Certainly the letter that the Empress wrote to the Dauphine on 8 May 1771 was more like a collection of skilfully directed blows with a dagger than a helpful maternal missive. Maria Teresa began by bemoaning the fact that her daughter’s looks were deteriorating; a recent miniature no longer showed that look of youth Marie Antoinette had had when she left Austria. She added the surely unnecessary reminder that a change in the Dauphine’s condition (that is, pregnancy) was not the cause.
*26
On that subject, there followed the usual admonition—“I can’t repeat it to you often enough”—about employing patience and charm, never ill humour, to remedy the unfortunate situation, for it was the Empress’s strongly held view that everything in this respect depended on the wife. After that Marie Antoinette was criticized on “an essential point.” She should for reasons of public prestige be inducing Louis XV to pay her daily social visits in her apartments, just as he had paid to the late Dauphine, Maria Josepha.
It was, however, on the subject of Count Mercy and the reception of the “Germans” generally that Maria Teresa waxed most eloquent. Why did Marie Antoinette receive her own ambassador so rarely, a man of such qualities, so much esteemed at court? Why did she not show more favour towards what the Empress called “your nation?” “Believe me,” wrote the Empress, “the French will respect you much more and hold you in much greater account if they find in you the seriousness and straightforwardness of the Germans. Don’t be ashamed of being German even to the point of awkwardness.” Thus Marie Antoinette was to make a point of singling out distinguished Germans with her attentions, and to extend her patronage towards the lesser ones who did not have the right to appear at court. This was her royal destiny: to make herself loved. And how well she had done so far! After this apparent tribute, the Empress proceeded to wield the dagger again. Marie Antoinette must be quite clear about what had helped her to do this. Otherwise disaster would follow.
“It’s not your beauty, which frankly is not very great,” wrote the mother to the daughter. “Nor your talents nor your brilliance (you know perfectly well that you have neither).” It was solely her good nature and her pretty ways, so well deployed, that had enabled Marie Antoinette to please. Without these, she was nothing. For a fifteen-year-old girl accused of losing her youthful freshness, who was conspicuously failing to please the most important man in her life, and was yet expected to cement the “German” fortunes at court, it was not an encouraging report.

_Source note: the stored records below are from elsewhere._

PR #367, opened 2017-11-03
Allow storage of offsets outside Kafka, using Kafka to automatically assign partitions to consumers

rgcase:
Work in progress looking for feedback. Still needs tests and more robust live testing.


seglo:
Already mentioned this on the fork, but now that this is a legit PR I'll regurgitate it here.  This is a really great addition to reactive-kafka by exposing hooks to let users easily handle consumer group rebalancing.  I'm looking forward to using this in the Fast Data akka streams sample apps and recommending its use as part of the docs.  Thanks @rgcase

patriknw:
Refs https://github.com/akka/reactive-kafka/issues/328

core/src/main/scala/akka/kafka/scaladsl/Consumer.scala
```diff
@@ -99,6 +99,15 @@ object Consumer {
     Source.fromGraph(ConsumerStage.plainSubSource[K, V](settings, subscription))
 
   /**
+   * The `plainPartitionedManualOffsetSource` is similar to [[#plainPartitionedSource]] but allows the use of an offset store outside
+   * of Kafka, while retaining the automatic partition assignment. When a topic-partition is assigned to a consumer, the `loadOffsetsOnAssign`
+   * function will be called to retrieve the offset, followed by a seek to the correct spot in the partition. The `onRevoke` function gives
+   * the consumer a chance to store any uncommitted offsets, and do any other cleanup that is required.
+   */
+  def plainPartitionedManualOffsetSource[K, V](settings: ConsumerSettings[K, V], subscription: AutoSubscription, loadOffsetOnAssign: Set[TopicPartition] => Map[TopicPartition, Long], onRevoke: Set[TopicPartition] => Unit = _ => ()): Source[(TopicPartition, Source[ConsumerRecord[K, V], NotUsed]), Control] =
```
patriknw: For the record, we discussed the possibility to let `loadOffsetOnAssign` return a `Future[Map[TopicPartition, Long]]` instead to better support loading the offset asynchronously from an external place. The reason that doesn't work is because `seek` must be called before the `onPartitionsAssigned` callback is returned. Also note that `onPartitionsAssigned` is called on the same thread as called `poll`, i.e. the KafkaConsumerActor.

patriknw: btw, it should be renamed to `getOffsetOnAssign`

core/src/main/scala/akka/kafka/KafkaConsumerActor.scala
```diff
@@ -54,23 +54,18 @@ object KafkaConsumerActor {
...
 
-  private[kafka] def rebalanceListener(onAssign: Iterable[TopicPartition] => Unit, onRevoke: Iterable[TopicPartition] => Unit) = new ConsumerRebalanceListener {
-    override def onPartitionsAssigned(partitions: util.Collection[TopicPartition]): Unit = {
-      onAssign(partitions.asScala)
-    }
-    override def onPartitionsRevoked(partitions: util.Collection[TopicPartition]): Unit = {
-      onRevoke(partitions.asScala)
-    }
-  }
+  private[kafka] case class ListenerCallbacks(onAssign: (KafkaConsumer[_, _], Iterable[TopicPartition]) => Unit, onRevoke: Iterable[TopicPartition] => Unit)
```
patriknw: scala.Iterable might be mutable, would feel safer to use something that for sure is immutable, such as scala.collection.immutable.Seq, or `Set`. I think it's converted to `Set` later anyway.

core/src/main/scala/akka/kafka/internal/SubSourceLogic.scala
```diff
@@ -57,16 +59,24 @@ private[kafka] abstract class SubSourceLogic[K, V, Msg](
     }
   }
 
-  val partitionAssignedCB = getAsyncCallback[Iterable[TopicPartition]] { tps =>
-    pendingPartitions ++= tps.filter(!partitionsInStartup.contains(_))
-    pump()
+  def partitionAssignedCB(kafkaConsumer: KafkaConsumer[_, _], tps: Iterable[TopicPartition]) = {
```
patriknw: As I understand it, those async callbacks must be removed. KafkaConsumerActor calls `poll`, `onPartitionsAssigned` is called, `seek` must be called before returning from `onPartitionsAssigned`. That means that all that must be in the KafkaConsumerActor without any asyncCallback.

rgcase: I actually think it's okay to put the call to `pump()` inside the async callback. If the `KafkaConsumer` has been assigned partitions, but `pump()` hasn't been called yet, it'll just mean that no downstream `Source`s will send a request for messages to the `KafkaConsumerActor` yet which is fine, it'll just pause the partition until it does receive a request.

core/src/main/scala/akka/kafka/scaladsl/Consumer.scala
rgcase: I've spent some more time digging into the `KafkaConsumer` code and I think I have a better understanding of what's happening now. I think we will actually be able to go back to accepting a `Future[Map[TopicPartition, Long]]` from `getOffsetOnAssign`. The `WrappedAutoPausedListener` pauses a partition as soon as it is assigned, so as long as that is done synchronously, we're free to do the `seek` and then `pump` asynchronously as long as we do them in that order, since a partition will only be `resume`d when a request comes to the `KafkaConsumerActor` from a downstream `Source`, which is created in `pump()`.

schrepfler:
What does outside mean? Any kind of external storage?

rgcase:
@schrepfler Yes that's the idea. You can store the offsets in some other database. It can be a little more flexible and it allows you to do a sort of transactional commit if you store the outcome of your processing, and the offset of a message in the same database in one transaction.

core/src/main/scala/akka/kafka/internal/SubSourceLogic.scala
```diff
@@ -57,16 +64,29 @@ private[kafka] abstract class SubSourceLogic[K, V, Msg](
...
-    pendingPartitions --= tps
-    partitionsInStartup --= tps
-    tps.flatMap(subSources.get).foreach(_.shutdown())
-    subSources --= tps
+  private implicit val askTimeout = Timeout(5000, TimeUnit.MILLISECONDS)
+  def partitionAssignedCB(tps: Set[TopicPartition]) = {
+    implicit val ec = materializer.executionContext
+    getOffsetsOnAssign.fold(pumpCB.invoke(tps)) { getOffsets =>
+      getOffsets(tps).flatMap { offsets =>
+        consumer.ask(KafkaConsumerActor.Internal.Seek(offsets)).map(_ => pumpCB.invoke(tps))
```
patriknw: what should happen if ask timeout? ok to ignore?

rgcase: I think we'll have to fail the stream if the ask times out. We can't proceed correctly if we don't know if the `seek` happened. We could maybe retry once before failing. Sending this message won't result in any remote network calls, it's just a local message send to the `KafkaConsumerActor` and a call to `KafkaConsumer.seek` which doesn't trigger a call to the broker, so it shouldn't really ever time out anyway. If it does time out, something probably went wrong with the `KafkaConsumerActor`.

I'll add some logic to stop the stream if it happens.

patriknw: KafkaConsumerActor is sometimes blocking on the `poll`. Perhaps increase the timeout further and if it happens fail the stream. No need for retry.

rgcase:
Added tests and docs.

Issue #368, opened 2017-11-17
Remove usage of CallbackWrapper


patriknw:
In Akka 2.5.7 the async callbacks were improved so the internal CallbackWrapper can be removed. 

Note that the CallbackWrapper was removed so akka-streams-kafka will not work with Akka 2.5.7 until this issue is fixed.

See https://github.com/akka/akka/pull/23185

patriknw:
This is probably a good reason for stop supporting 2.4.x and build with 2.5.x by default.

patriknw:
I'm fixing this, and releasing

PR #371, opened 2017-11-21
update to Akka 2.5.7, #368

patriknw:
* and remove CallbackWrapper, since that internal class was
  removed in 2.5.7
* the AsyncCallback is now safe to use immediately as materialized
  value

Refs #368

### DIFF
--- a/README.md
+++ b/README.md
@@ -9,7 +9,7 @@ If you have questions or are working on a pull request or just curious, please f
 Created and maintained by
 [<img src="https://softwaremill.com/images/header-main-logo.3449d6a3.svg" alt="SoftwareMill logo" height="25">](https://softwaremill.com)
 
-## Documentation for version 0.11 or later
+## Documentation for version 0.18 or later
 
 [Documentation](http://doc.akka.io/docs/akka-stream-kafka/current/) and [API](http://doc.akka.io/api/akka-stream-kafka/current/)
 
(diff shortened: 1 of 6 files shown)


README.md
```diff
@@ -23,13 +23,7 @@ Supports Kafka 0.9.0.x
...
 ## Akka versions compatibility
 
-Please note that while the library depends on Akka 2.4.x is fully compatible to be used with Akka 2.5.x.
-This is because of Akka's strict [backwards compatibility guarantees](http://doc.akka.io/docs/akka/2.5.3/scala/common/binary-compatibility-rules.html). If you want to use reactive-kafka with Akka 2.5 simply include Akka **and** Akka Streams dependencies using the latest 2.5 version, for example like this:
-
-```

In one potentially disastrous area of the Dauphine’s life, at least, there was a reprieve. It quickly became clear that no offspring was to be expected from the Provence marriage—not now, and probably not ever. Josephine, who at eighteen was over three years older than her hutx1and, was small, plain, with a sallow skin and with what Louis XV unkindly described in a letter to his grandson in Parma as “a villainous nose.” She was certainly no match for the Dauphine, being timid, gauche and ill educated in all those graces considered so important at Versailles. Nor was she a quick learner. A subsequent ambassador to France from Savoy had to ask Josephine’s father, Victor Amadeus III, to drop a hint about the necessity for a careful
toilette
, in particular with regard to her teeth and hair: “It is embarrassing for me to discuss such things,” admitted the ambassador, “but these mere details to us are vital matters in this country.”